** Records follows **
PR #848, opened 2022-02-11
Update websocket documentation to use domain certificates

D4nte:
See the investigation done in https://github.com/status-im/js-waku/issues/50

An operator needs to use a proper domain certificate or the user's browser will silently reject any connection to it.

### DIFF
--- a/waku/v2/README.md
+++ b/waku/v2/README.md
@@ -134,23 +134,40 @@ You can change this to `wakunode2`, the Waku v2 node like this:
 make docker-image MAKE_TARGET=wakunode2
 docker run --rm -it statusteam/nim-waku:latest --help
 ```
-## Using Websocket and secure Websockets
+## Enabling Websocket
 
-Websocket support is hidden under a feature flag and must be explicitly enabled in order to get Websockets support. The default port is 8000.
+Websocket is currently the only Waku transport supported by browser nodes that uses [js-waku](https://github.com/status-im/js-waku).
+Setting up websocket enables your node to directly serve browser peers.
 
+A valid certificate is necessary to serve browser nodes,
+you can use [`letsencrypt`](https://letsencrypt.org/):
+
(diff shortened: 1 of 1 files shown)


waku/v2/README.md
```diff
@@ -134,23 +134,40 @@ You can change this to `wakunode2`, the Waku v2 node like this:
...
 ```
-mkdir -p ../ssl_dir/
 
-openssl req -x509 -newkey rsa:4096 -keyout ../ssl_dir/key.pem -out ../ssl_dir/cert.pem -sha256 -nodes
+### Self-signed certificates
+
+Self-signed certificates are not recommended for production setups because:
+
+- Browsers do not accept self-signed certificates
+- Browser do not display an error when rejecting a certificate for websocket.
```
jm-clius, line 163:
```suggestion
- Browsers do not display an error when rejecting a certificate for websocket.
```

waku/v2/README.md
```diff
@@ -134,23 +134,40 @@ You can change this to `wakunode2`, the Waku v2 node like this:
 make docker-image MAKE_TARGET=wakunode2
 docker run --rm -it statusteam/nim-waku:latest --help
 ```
** End of Records **
** Records follows **
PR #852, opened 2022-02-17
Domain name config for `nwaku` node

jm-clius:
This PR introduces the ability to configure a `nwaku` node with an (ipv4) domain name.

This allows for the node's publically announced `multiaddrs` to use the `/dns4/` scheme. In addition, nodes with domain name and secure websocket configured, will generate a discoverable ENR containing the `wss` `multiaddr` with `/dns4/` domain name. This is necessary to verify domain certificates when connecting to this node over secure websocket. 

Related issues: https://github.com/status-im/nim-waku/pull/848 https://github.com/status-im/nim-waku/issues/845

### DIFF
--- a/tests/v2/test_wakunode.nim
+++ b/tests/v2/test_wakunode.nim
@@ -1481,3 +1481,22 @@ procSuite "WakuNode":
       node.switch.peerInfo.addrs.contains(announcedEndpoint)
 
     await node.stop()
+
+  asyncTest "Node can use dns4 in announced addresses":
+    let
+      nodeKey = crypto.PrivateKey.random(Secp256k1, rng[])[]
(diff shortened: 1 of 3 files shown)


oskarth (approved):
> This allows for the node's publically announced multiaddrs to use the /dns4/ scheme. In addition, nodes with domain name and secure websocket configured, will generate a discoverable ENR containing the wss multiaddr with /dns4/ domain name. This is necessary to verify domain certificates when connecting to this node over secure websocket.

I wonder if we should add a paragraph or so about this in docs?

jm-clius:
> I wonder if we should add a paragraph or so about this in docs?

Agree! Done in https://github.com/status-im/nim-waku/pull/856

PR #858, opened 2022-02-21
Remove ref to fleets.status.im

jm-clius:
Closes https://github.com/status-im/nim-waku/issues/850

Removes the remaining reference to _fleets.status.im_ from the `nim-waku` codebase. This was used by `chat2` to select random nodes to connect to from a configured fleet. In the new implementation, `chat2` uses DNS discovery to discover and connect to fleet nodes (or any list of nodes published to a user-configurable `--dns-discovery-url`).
** End of Records **
** Records follows **
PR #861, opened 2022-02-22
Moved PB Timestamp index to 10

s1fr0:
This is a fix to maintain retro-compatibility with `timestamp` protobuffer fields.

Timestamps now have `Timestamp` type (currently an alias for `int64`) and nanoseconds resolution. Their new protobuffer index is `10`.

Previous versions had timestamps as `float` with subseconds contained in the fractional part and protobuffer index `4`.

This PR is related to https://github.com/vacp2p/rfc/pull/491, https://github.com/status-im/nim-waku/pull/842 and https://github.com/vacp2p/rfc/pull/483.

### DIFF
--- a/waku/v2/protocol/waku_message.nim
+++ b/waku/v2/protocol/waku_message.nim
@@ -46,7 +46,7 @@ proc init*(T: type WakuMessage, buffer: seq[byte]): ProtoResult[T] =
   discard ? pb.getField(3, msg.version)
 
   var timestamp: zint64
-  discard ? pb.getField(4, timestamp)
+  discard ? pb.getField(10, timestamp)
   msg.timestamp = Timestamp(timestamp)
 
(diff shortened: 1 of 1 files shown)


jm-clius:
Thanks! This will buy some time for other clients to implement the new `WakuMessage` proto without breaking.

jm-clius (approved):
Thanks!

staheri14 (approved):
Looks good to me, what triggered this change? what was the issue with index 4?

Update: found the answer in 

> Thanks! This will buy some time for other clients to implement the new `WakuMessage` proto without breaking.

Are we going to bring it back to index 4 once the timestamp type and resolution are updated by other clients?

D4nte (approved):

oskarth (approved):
** End of Records **
# Problem to solve
From the records above, extract exactly and only the lines that begin at the line with "publically announced multiaddrs" and stop after the line with "Removes the remaining".

# Response below
> This allows for the node's publically announced multiaddrs to use the /dns4/ scheme. In addition, nodes with domain name and secure websocket configured, will generate a discoverable ENR containing the wss multiaddr with /dns4/ domain name. This is necessary to verify domain certificates when connecting to this node over secure websocket.

I wonder if we should add a paragraph or so about this in docs?

jm-clius:
> I wonder if we should add a paragraph or so about this in docs?

Agree! Done in https://github.com/status-im/nim-waku/pull/856

PR #858, opened 2022-02-21
Remove ref to fleets.status.im

jm-clius:
Closes https://github.com/status-im/nim-waku/issues/850

Removes the remaining reference to _fleets.status.im_ from the `nim-waku` codebase. This was used by `chat2` to select random nodes to connect to from a configured fleet. In the new implementation, `chat2` uses DNS discovery to discover and connect to fleet nodes (or any list of nodes published to a user-configurable `--dns-discovery-url`).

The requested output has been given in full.